#### WHAT TO WORK ON
Please tell how many of the lines below contain "taken", using only a number.

══ RECORDS FOR THE EXERCISE

Issue #275, opened 2016-10-19
positionFixTimestamp (with miliseconds) is extremely important for racing apps


sailracerdotnet:
Problem: to calculate COG and SOC (other than provided by GPS) using different averaging methods in for flat or for choppy conditions it is a MUST to have proper time stamp of a coordinate fix. It is also a MUST calculating the time of crossing start/finish line or taking a mark or gates on backend. The updates/timestamp is not an option because it is local time of SignalK server and might contain errors in system tyme setup.

Possible solution - to add UTC time stamp with **miliseconds**  (provided by gps receiver) to:
option 1) `updates/values/*[path="navigation.position"]/value` `{latitude, longitude, timestamp}`
option 2) in `updates/values` add another node  `*[path="navigation.positionFixTimestamp"]/value="2016-01-01T00:00:00.000Z"`

tkurki:
>The updates/timestamp is not an option because it is local time of SignalK server 
The delta schema doesn't specify this to be the local time of Signal K server. Furthermore it is specified as UTC, so it is definitely not _local_. Is this mentioned someplace else in the documentation?

When you brought the issue up in Slack I mentioned that the current timestamp is probably not well enough defined for your purpose. That we can fix I think, by stating that

```The timestamp is the best available information about the time of origin of the related value.````

For example in your case of position the data may be coming from NMEA 0183 GGA message that carries the UTC time of the fix. This should be used as the timestamp when converting to Signal K. For example [nmea0183-signalk](https://github.com/SignalK/signalk-parser-nmea0183/blob/master/codecs/GGA.js) already does this, using system time to fill in date part and using GGA data for time.

I am not sure about N2K data - is there a source for accurate time of a position fix?

Anything downstream in the SK processing chain should not meddle with the timestamp if there is one in the input SK it is processing.

That still leaves the millisecond part of your requirement. I suggest we explicitly allow it, by specifying a regular expression for timestamp with millisecond precision at https://github.com/SignalK/specification/blob/90f7d9b08c7add281dab9b74055780e4a3ef3bb2/schemas/definitions.json#L8-L13 and add that to the spec documentation.

What do you think?

bkp7:
This seems like a good solution to me. The delta currently only specifies (optionally) timestamp at the high level, ie. there is not a timestamp for each 'path', 'value' pair. I can't see a reason why this should not be added.

[...]

Issue #41, opened 2014-12-11
Simplify navigation.current


timmathews:
`navigation.current` includes source and timestamp fields for each component (`drift`, `setTrue` and `setMagnetic`), but since these values are only meaningful together and always updated together, timestamp and source should be removed from each component and added to `current` directly

``` json
"current": {
  "timestamp": {"$ref": "../defintions.json#/definitions/timestamp"},
  "source": {"$ref": "../definitions.json#/definitions/source"},
  "drift": {
    "type": "number",
    "description": "The speed component of the water current vector in m/s",
    "example": 3.12
  },
  "setTrue": {
    "type": "number",
    "description": "The direction component of the water current vector in decimal degrees referenced to true (geographic) north",
    "example": 123.45
  },
  "setMagnetic": {
    "type": "number",
    "description": "The direction component of the water current vector in decimal degrees referenced to magnetic north",
    "example": 131.22
  }
}
```

PR #315, opened 2017-01-04
Object valued properties under value in full model

tkurki:
This PR is work in progress to treat object valued properties the same as scalar values: the object under `value` property, with `timestamp`, `$source` and `values` siblings.

TODO:
- [x] position first pass
- [x] values handling
- [x] Check other object valued properties
- [x] Generate proper keys documentation and keyswithmetadata.json

### DIFF
--- a/dist/delta.js
+++ b/dist/delta.js
@@ -1,0 +1,69 @@
+'use strict';
+
+var _typeof = typeof Symbol === "function" && typeof Symbol.iterator === "symbol" ? function (obj) { return typeof obj; } : function (obj) { return obj && typeof Symbol === "function" && obj.constructor === Symbol && obj !== Symbol.prototype ? "symbol" : typeof obj; };
+
+var _ = require("lodash");
+
+/*
+ * Credit for these function goes to @tkurki
+ */
+
+var addToTree = function addToTree(pathValue, source, tree) {
+  var result = {};
+  var temp = tree;
+  var parts = msg.path.split('.');
+  for (var i = 0; i < parts.length - 1; i++) {
+    temp[parts[i]] = {};
+    temp = temp[parts[i]];
+  }
+  temp[parts[parts.length - 1]] = msg;
+  return result;
+};
+
+function addAsNested(pathValue, source, timestamp, result) {
+  var temp = result;
+  var parts = pathValue.path.split('.');
+  for (var i = 0; i < parts.length - 1; i++) {
+    if (typeof temp[parts[i]] === 'undefined') {
+      temp[parts[i]] = {};
+    }
+    temp = temp[parts[i]];
+  };
+
+  //mapping produced an object like {latitude:...,longitude:...}
+  if (_typeof(pathValue.value) === 'object') {
+    temp[parts[parts.length - 1]] = pathValue.value;
+    temp[parts[parts.length - 1]].source = source;
+    temp[parts[parts.length - 1]].timestamp = timestamp + '';
+  } else {
+    temp[parts[parts.length - 1]] = {
+      value: pathValue.value,
+      source: _.clone(source),
+      timestamp: timestamp + ''
+    };
+    delete temp[parts[parts.length - 1]].source.timestamp;
+  }
+}
+
+function valuesToSubTree(delta) {
+  var valueTree = {};
+  var timestamp = delta.updates[0].source.timestamp;
+  delta.updates[0].values.forEach(function (pathValue) {
+    addAsNested(pathValue, delta.updates[0].source, timestamp, valueTree);
+  });
+  return valueTree;
+}
+
+function deltaToNested(delta) {
+  var result = {};
+  var contextPointer = result;
+  var pathPropertyNames = delta.context.split('.');
+  for (var i = 0; i < pathPropertyNames.length - 1; i++) {
+    contextPointer[pathPropertyNames[i]] = {};
+    contextPointer = contextPointer[pathPropertyNames[i]];
+  };
+  contextPointer[pathPropertyNames[pathPropertyNames.length - 1]] = valuesToSubTree(delta);
+  return result;
+}
+
+module.exports.deltaToNested = deltaToNested;
--- a/dist/fullsignalk.js
+++ b/dist/fullsignalk.js
@@ -1,0 +1,256 @@
+'use strict';
+
+/*
+ * Copyright 2016, Teppo Kurki
+ *
+ * Licensed under the Apache License, Version 2.0 (the "License");
+ * you may not use this file except in compliance with the License.
+ * You may obtain a copy of the License at
+ *
+ *     http://www.apache.org/licenses/LICENSE-2.0
+ *
+ * Unless required by applicable law or agreed to in writing, software
+ * distributed under the License is distributed on an "AS IS" BASIS,
+ * WITHOUT WARRANTIES OR CONDITIONS OF ANY KIND, either express or implied.
+ * See the License for the specific language governing permissions and
+ * limitations under the License.
+ *
+ */
+
+var _ = require('lodash');
+var signalkSchema = require('./');
+var getId;
+var debug = require('debug')('signalk:fullsignalk');
+
+function FullSignalK(id, type, defaults) {
+  //hack, apparently not available initially, so need to set lazily
+  getId = signalkSchema.getSourceId;
+
+  this.root = {
+    vessels: {},
+    self: id,
+    version: "0.1.0" // Should we read this from the package.json file?
+  };
+  if (id) {
+    this.root.vessels[id] = defaults && defaults.vessels && defaults.vessels.self ? defaults.vessels.self : {};
+    this.self = this.root.vessels[id];
+    signalkSchema.fillIdentity(this.root);
+  }
+  this.sources = {};
+  this.root.sources = this.sources;
+  this.lastModifieds = {};
+}
+
+require("util").inherits(FullSignalK, require("events").EventEmitter);
+
+FullSignalK.prototype.retrieve = function () {
+  return this.root;
+};
+
+FullSignalK.prototype.addDelta = function (delta) {
+  this.emit('delta', delta);
+  var context = findContext(this.root, delta.context);
+  this.addUpdates(context, delta.context, delta.updates);
+  this.updateLastModified(delta.context);
+};
+
+FullSignalK.prototype.updateLastModified = function (contextKey) {
+  this.lastModifieds[contextKey] = new Date().getTime();
+};
+
+FullSignalK.prototype.pruneContexts = function (seconds) {
+  var threshold = new Date().getTime() - seconds * 1000;
+  for (var contextKey in this.lastModifieds) {
+    if (this.lastModifieds[contextKey] < threshold) {
+      this.deleteContext(contextKey);
+      delete this.lastModifieds[contextKey];
+    }
+  }
+};
+
+FullSignalK.prototype.deleteContext = function (contextKey) {
+  debug("Deleting context " + contextKey);
+  var pathParts = contextKey.split('.');
+  if (pathParts.length === 2) {
+    delete this.root[pathParts[0]][pathParts[1]];
+  }
+};
+
+function findContext(root, contextPath) {
+  var context = _.get(root, contextPath);
+  if (!context) {
+    context = {};
+    _.set(root, contextPath, context);
+  }
+  var identity = contextPath.split('.')[1];
+  if (!identity) {
+    return undefined;
+  }
+  signalkSchema.fillIdentityField(context, identity);
+  return context;
+}
+
+FullSignalK.prototype.addUpdates = function (context, contextPath, updates) {
+  var len = updates.length;
+  for (var i = 0; i < len; ++i) {
+    this.addUpdate(context, contextPath, updates[i]);
+  }
+};
+
+FullSignalK.prototype.addUpdate = function (context, contextPath, update) {
+  if (typeof update.source != 'undefined') {
+    this.updateSource(context, update.source, update.timestamp);
+  } else if (typeof update['$source'] != 'undefined') {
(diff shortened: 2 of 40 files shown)


tkurki:
First problem caught by tests: how do you pass the name of an AIS target, since `name` is vessel object's  property, without `value`.

rob42:
First, we should define a list of reserved words for keys like `value, timestamp, $source, source,` etc. That will avoid awkward objects in future. 

In the case above I think we need to be explicit about the difference between branch and leaf, and the ability of a branch to have arbitrary properties, whereas a leaf can have ONLY `value, timestamp, etc`.

Otherwise it seems to me we will soon have a very complex recursive `value.object.path.value.object.value` chain.

tkurki:
@rob42 I didn't quite get your comment _In the case above_.  

So what to do about the `name` in incoming AIS targets? Do not send deltas about them at all, just in the full model? Node server uses deltas for all communication from the producers, so some solution needs to be there for the names to end up in the full model.

The reserved property names should be documented, but the issue is not very pressing, because schema changes should go via PRs anyway (unless we fumble).

rob42:
Oh, I see your problem! 

This is the code Ive used to decode deltas sent to the browser
```javascript
 ais.values.forEach(function(value) {
	//console.log(value);
	if(value.path === 'navigation.position.latitude'){
		//console.log(value.value);
		lat=value.value;
	}
	if(value.path === 'navigation.position.longitude'){
		//console.log(value.value);
		lon=value.value;
	}
	if (value.path === 'navigation.position') {
                   //console.log('Pos:'+value.value.latitude+':'+value.value.longitude);
                    lat = value.value.latitude;
                    lon = value.value.longitude;
            }
	if(value.path === 'navigation.courseOverGroundTrue'){
		cog=value.value;
		radians = value.value-(Math.PI*.5);//util.toRad(value.value-90);
	}
	if(value.path === 'navigation.speedOverGround'){
		sog = value.value;
	}
	if(value.path === 'mmsi'){
		mmsi = value.value;
	}
	if(value.path === 'flag'){
		flag = value.value;
	}
	if(value.path === 'port'){
		port = value.value;
	}
	if(value.path === 'name'){
		name = value.value;
	}
	if(value.path === 'communication.callsignVhf'){
		vhf = value.value;
	}
	if(value.path === 'navigation.state'){
		state = value.value;
	}
});
```
You can see I send `name` as a `path`, and `value` as the value.
Seems to work.
Rob

tkurki:
`name` is just an example - the same goes for for example `mmsi` and any other simple property, that does not require the value/values/$source/timestamp handling. 

Either we start sprinkling schema awareness to the part of app that creates the full model based on incoming deltas or figure out a way to specify such property updates in delta so that they can be handled generically.

I think making delta => full mapping schema aware is a bad idea in several ways. It does not allow one to use emerging properties, that have not yet made it to the schema, and makes the implementation a lot more complex.

Mulling this over I have come to like the idea of extending the `delta` format to cover this case.
For example like this:
```
{
  "updates": [{
    "context": "vessels.urn:mrn:imo:mmsi:236333000",
    "source": {...},
    "timestamp": "2014-08-15T19:06:44.137",
    "properties": [{
      "path": "name",
      "value": "HOOGE"
    },{
      "path": "mmsi",
      "value": "236333000"
    }]
  }]
}
```

This would clearly distinguish the simple properties from the more elaborately handled values. It would also be pretty backwards compatible, as we are adding a property to the delta's updates property.

Thoughts?

rob42:
Hmm, works - but are there security implications..I guess no worse than now as we dont record the source/timestamp for these properties anyway. And we do have the source and timestamp of the delta.

At a meta level we have created two types of leaf (value), those that have source/timestamp, and those that dont... maybe we need to fix that instead?

tkurki:
Yes on two leaf types - except that they've been there all along. 

What did you mean by _fix that instead_?

rob42:
maybe we should convert all the 'properties' to  values

That would simplify the processing and mean all leaf values are the same

rob42:
Just had a quick look, there are a lot of places where 'properties ' are used, See resources, json
Not practical or useful to convert them all.

joabakk:
I tend to agree with @rob42 on this one. Having tried to process environment.current in the same way as other paths, it does not lend itself as easily to automation, ref instrumentpanel etc. There may be workarounds I'm not familiar with, but it is easier to look for the value property

tkurki:
@joabakk are you talking about using environment.current streamed as delta or via rest as full?

joabakk:
Not really sure what I'm doing @tkurki ... For most measured values, I can get the value by adding .value to the path for say plugin `_.get(app.signalk.self, path)`, but not for the special cases like environment.current

bkp7:
Has a resolution for the above been agreed?

Looks to me like 2 issues in the above:

@joabakk raised the example of environment.current. It seems to me this just needs to be corrected in the schema. IMHO these values should have the full complex value, see in the example below the difference between current and wind we have at the moment which makes no sense to me. Why should wind.directionTrue have meta data and current.setTrue not? To my mind the meta data on these values is really important to allow the gauges and displays to work automatically.

 ```json
{
  "vessels": {
    "urn:mrn:imo:mmsi:230099999": {
      "mmsi": "230099999",
      "environment": {
        "current": {
          "drift": 3.12,
          "setTrue": 1.5,
          "timestamp": "2014-08-15T19:00:15.402Z",
          "$source": "foo.bar"
        },
        "wind": {
          "directionTrue": {
            "value": 1.8,
            "meta": {},
            "timestamp": "2014-08-15T19:00:15.402Z",
            "$source": "foo.bar"
          },
          "speedOverGround":{
            "value": 5.24,
            "meta": {},
            "timestamp": "2014-08-15T19:00:15.402Z",
            "$source": "foo.bar"
          }
        }
      }
    }
  },
  "version": "1.0.0"
}
```

I propose a new issue to go through the schema and check for/correct any cases like current. 

The second issue is the many other properties as identified by @rob42 and @tkurki which should not have, and don't need the full complex value. @tkurki has proposed 1 solution which looks like it should work. I can think of an alternative which is to explicitly include the .value for the complex cases:
```json
{
  "context": "vessels.urn:mrn:imo:mmsi:236333000",
    "source": {...},
    "timestamp": "2014-08-15T19:06:44.137",
    "updates": [
    {
      "values": [
        {
          "path": "mmsi",
          "value": "212345678"
        },
        {
          "path": "environment.wind.directionTrue.value",
          "value": 5.5
        }
      ]
    }
  ]
}
```
Not backwardly compatible, but has the advantage of additional flexibility because anything can be updated with the delta message. eg. changing the red warning zone on a tacho when engine goes into limp home mode.

Just some thoughts to try and move this along....

tkurki:
Current is actually like that per design, see #41. If we go through with this PR current properties should be pushed one level down, under `value`.

So whenever a property is fundamentally composite or it doesn't make sense in this day and age to handle the parts discretely it is object valued. 

Whether or not something is composite property or just a couple of discrete properties is another discussion - this PR deals with the mechanisms to represent them.

tkurki:
Thanks for the fresh thinking on appending `.value` to most paths. 

I am not overly fond of it, because it makes the most prevalent cases more verbose.

bkp7:
OK. Thanks for pointing out #41, I had not read that and it makes sense of the rationale behind other values which are not composite (Attitude, Keel, ...). IMHO that logic is flawed though, with gauge info now being stored in the metadata with each value. I have opened issue #329 to separate it from this one.

bkp7:
I tend to agree with your verbose point, however against that, having 2 separate sections 'properties' and 'values' adds some complication. In reality I think either approach will work, and presumably if your properties approach is taken any value could be set in there, including a composite value?

If so, you could argue that your properties section is essentially the same as what I proposed, and the values section offers a less verbose way to send the more frequently updated values that most instruments will be interested in.

Also, regarding the verbose point, in many cases there will be a lot more verbage caused by the issue I raised in #275. We are currently developing a native Signal K sensor suite, and due to the design it is not practical to read all the sensors at exactly the same time so our system will be producing verbose deltas in the format you suggested in #275 anyway.

Having said all the above, what seems to me to be important is to make a decision on this.

tkurki:
Yes on allowing composite values for properties.

About timestamps and verbosity: would you not want to send the data as soon as you read it from the sensor, so you would be sending out deltas for every reading anyway.

bkp7:
Some sensors are being read up to several hundred times per second and digitally smoothed to reduce noise. Others have a slower read rate so are read periodically 1-5 times per second say. This is done on a round robin basis so not all sensors are read at the same time.

Since there can be many subscribers to any given sensor, and each can have requested different update rates there is no link between the actual sensor reading and sending of the data. So the methodology is that when the time comes to send more data to a particular subscriber, the latest available data for each sensor is collected up and sent to the websockets queue.

We have also found that each websocket push has an overhead and if we send each measurement separately we have to deal with complex caching and queue management at the websockets layer.

So we have taken the view that if a subscriber asks for several items on the same refresh period we supply them all together in one delta message.

We have considered rounding the times against each sensor reading eg. to the nearest 0.2s and then treating that as the timestamp for all the sensor readings. The only problem with that is if the upstream consumer is trying to use the data other than for display. eg. to calculate rate of change from the raw data, this will then make any such derivation less accurate because the timings are off.

rob42:
This is drifting into the too hard list:-)
The language below is specific, `value` is the signalk sibling for `timestamp`, value is the stored data. Hopefully avoids the ambiguity of talking about 3.451 being the the value of `value`....
 
Just trying to think laterally and back to the core issue, we have 4 types of path:
1) a path that has at least one child path that is an object. example = `..navigation`
2) a path with a child `value`, or `values`. Value will be a primitive, or simple array. example: `..navigation.courseOverGroundTrue`
3) A path not ending in `value`, no children, and with a primitive value. Example `mmsi`, @tkurki 's _properties_ above
4) A path with children, including  `source` and/or `timestamp` Example `..navigation.position.* This is a composite object.

So in delta format:
1) and 2) above are the usual case in signalk. 
4) Send a delta with `source` and/or `timestamp` where `value` is an object.

3) Is harder to identify in a delta. Maybe send a separate delta, in `updates`  send `values` without `source` and `timestamp`. Or we need a sibling to `updates`, but not `properties` as that will be jsoschema hell.

rob42:
Case 2 above, easy to recognise composite values in delta:
```
{
    "context": "vessels.urn:mrn:imo:mmsi:234567890",
    "updates": [{
        "source": {
           ....
        },
        "timestamp": "2010-01-07T07:18:44Z",
        "values": [{
            "path": "navigation.position",
            "value": {
								"longitude": 173.1693,
								"latitude": -41.156426,
								"altitude": 0
								}
        }]
    }]
}
```

rob42:
Case 3 above works well in delta like this:
```
{
    "context": "vessels.urn:mrn:imo:mmsi:234567890",
    "updates": [{
        "values": [{
            "attribute": "mmsi",
            "value": "234567890"
        }]
    }]
}
```
In the full tree it can be recognised as per my rule 3 above. 

Does that solve the issue in all scenarios? Except for the addition of `attribute` to the delta its backwards compatible too.

tkurki:
Good analysis and solution, @rob42. I like the direction this is going. I will revisit the implementation.

tkurki:
Does anybody have a good idea on how to find any object valued properties we are using? Can't recall anything but `position` and `current`.

joabakk:
There is closestApproach from #366 if that is ok

tkurki:
Hmmm, I came up with a way to shortcut the delta-to-properties-with-no-metadata problem with the following rule: _if a delta pathvalue has empty string as the path then merge the value's structure into the full model (without source & timestamp & value/values handling)_. This allows a delta like 

```
{
  "context": "vessels.urn:mrn:imo:mmsi:276810000",
  "updates": [
    {
      "source": {...},
      "timestamp": "2014-08-15T19:02:31.507Z",
      "values": [
        {
          "path": "",
          "value": {
            "name": "WRANGO"
          }
        }
      ]
    }
  ]
}
```
to set `name` property under a vessel's root. 

Thoughts? To me this looks like a very tidy solution to _"properties"_.

tkurki:
Finally, I'm ready to merge this, bringing finally balance to the full model!

tkurki:
- [ ] attitude

tkurki:
This affects notifications as well: they are object valued and must go under `value` as well, if we are to be consistent.

- [ ] notifications

tkurki:
Notifications done, (again) not aware of any more work to be done. N2k-signalk changes done. Nmea0183 parser new version did not have any validity tests, added some to obvious object valued properties and fixed any issues there.

tkurki:
@sbender9 continue here, not really n2k-signalk specific
>Now we also don't get meta for things like design.beam. Not sure if that is handled by another change? Or is even possible now?

With the current master:
http://node-master.signalk.org/signalk/v1/api/vessels/self/design/beam/meta
```
{
units: "m",
description: "Beam length"
}
```
http://node-master.signalk.org/signalk/v1/api/vessels/self/design/beam
`Cannot GET /signalk/v1/api/vessels/self/design/beam`

So we do have meta for units & description available with direct HTTP call, even if there is no value there.

`design.beam` is actually a normal value with the metadata and `value/values`.

Digging into the schema a bit deeper still: design has some object valued fields, that should be pushed under `value` and some that are normal `numberValue`s.

- [ ] design.length
- [ ] design.keel

sbender9:
I don't think any of those design fields should be normal numberValues.  They can actually come from multiple sources.

tkurki:
Can or can not?

If multiple sources then they need to be numberValues.

sbender9:
Sorry, brain fart. They CAN have multiple sources. And SHOULD be numberValues. `design.beam` for example.

tkurki:
- [ ] undo dist addition before merging

tkurki:
The design section is not quite so clear as to how ti should be fixed. Merging object valued properties, as there is considerable value in harmonising this for for example position in the full model.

════

#### SOLUTION
2